American college basketball season

The 1997–98 William & Mary Tribe men's basketball team represented the College of William & Mary in intercollegiate basketball during the 1997–98 season. Under the fourth year of head coach Charlie Woollum, the team finished the season 20–7 and 13–3 in the Colonial Athletic Association. William & Mary played its home games at William & Mary Hall. This was the 93rd season of the collegiate basketball program at William & Mary.

William & Mary finished tied for first place in the CAA with UNC Wilmington, clinching just the second regular season conference title for the Tribe and first since 1982–83 (also the last time the Tribe won 20 games in a season). Even though the Tribe received the #2 seed for the 1998 CAA men's basketball tournament, they lost to American in the quarterfinals and were not invited to a post-season tournament.

==Program notes==
- Charlie Woollum was named CAA Coach of the Year, the first William & Mary coach to win the award since Bruce Parkhill in 1983.
- Randy Bracy was named to the First Team All-CAA, and Terence Jennings was named to the Second Team.

==Schedule==

| Regular season |

| Date time, TV | Rank^{#} | Opponent^{#} | Result | Record | Site (attendance) city, state |
Regular season
| November 15* |  | Stetson | W 72–61 | 1–0 | William & Mary Hall Williamsburg, VA |
| November 19* 7:30 pm |  | at Virginia | L 45–59 | 1–1 | University Hall (5,864) Charlottesville, VA |
| November 26* |  | Virginia Tech | L 64–66 | 1–2 | William & Mary Hall Williamsburg, VA |
| November 29* |  | at UNC Greensboro | W 68–55 | 2–2 | Fleming Gymnasium Greensboro, NC |
| December 1* |  | Hampton | W 69–54 | 3–2 | William & Mary Hall Williamsburg, VA |
| December 3* |  | at Furman | W 80–57 | 4–2 | Timmons Arena Greenville, SC |
| December 28* |  | at Wichita State Cessna Classic | L 74–76 ^{OT} | 4–3 | Levitt Arena Wichita, KS |
| December 29* |  | vs.
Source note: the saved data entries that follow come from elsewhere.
PR #80, opened 2015-01-04
Use C11 aligned_alloc when it's available.

jack-pappas:
I've implemented a bit of code in ``blosc.c`` so when compiling with a compiler which supports C11 (which includes recent versions of gcc, clang, and icc), the built-in ``aligned_alloc`` function will be used to allocate aligned memory.


FrancescAlted:
Looks good.  Merging.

Texas Southern Cessna Classic | W 83–76 | 5–3 | Levitt Arena Wichita, KS |
| January 3 |  | VCU | W 67–53 | 6–3 (1–0) | William & Mary Hall Williamsburg, VA |
| January 7 |  | American | W 69–56 | 7–3 (2–0) | William & Mary Hall Williamsburg, VA |
| January 10 |  | at East Carolina | W 72–63 | 8–3 (3–0) | Williams Arena at Minges Coliseum Greenville, NC |
| January 12* |  | Navy | W 83–68 | 9–3 | William & Mary Hall Williamsburg, VA |
| January 14 |  | at James Madison | W 89–60 | 10–3 (4–0) | JMU Convocation Center Harrisonburg, VA |
| January 17* |  | Centenary | W 78–48 | 11–3 | William & Mary Hall Williamsburg, VA |
| January 19 |  | at Richmond | L 59–70 | 11–4 (4–1) | Robins Center Richmond, VA |
| January 21 |  | George Mason | W 84–66 | 12–4 (5–1) | William & Mary Hall Williamsburg, VA |
| January 24 |  | Old Dominion | W 69–53 | 13–4 (6–1) | William & Mary Hall Williamsburg, VA |
| January 28 |  | at UNC Wilmington | L 56–58 | 13–5 (6–2) | Trask Coliseum Wilmington, NC |
| January 31 |  | at American | L 56–61 | 13–6 (6–3) | Bender Arena Washington, DC |
| February 3 |  | at Old Dominion | W 68–58 | 14–6 (7–3) | ODU Fieldhouse Norfolk, VA |
| February 7 |  | Richmond | W 73–70 | 15–6 (8–3) | William & Mary Hall Williamsburg, VA |
| February 11 |  | James Madison | W 53–52 | 16–6 (9–3) | William & Mary Hall Williamsburg, VA |
| February 14 |  | UNC Wilmington | W 64–51 | 17–6 (10–3) | William & Mary Hall Williamsburg, VA |
| February 16 |  | at George Mason | W 81–80 ^{OT} | 18–6 (11–3) | Patriot Center Fairfax, VA |
| February 18 |  | East Carolina | W 74–69 | 19–6 (12–3) | William & Mary Hall Williamsburg, VA |
| February 23 |  | at VCU | W 72–67 | 20–6 (13–3) | Richmond Coliseum Richmond, VA |
1998 CAA Men's Basketball Tournament
| February 27 |  | vs. (7) American Quarterfinals | L 66–71 | 20–7 | Richmond Coliseum Richmond, VA |
*Non-conference game. ^{#}Rankings from AP Poll. (#) Tournament seedings in parentheses.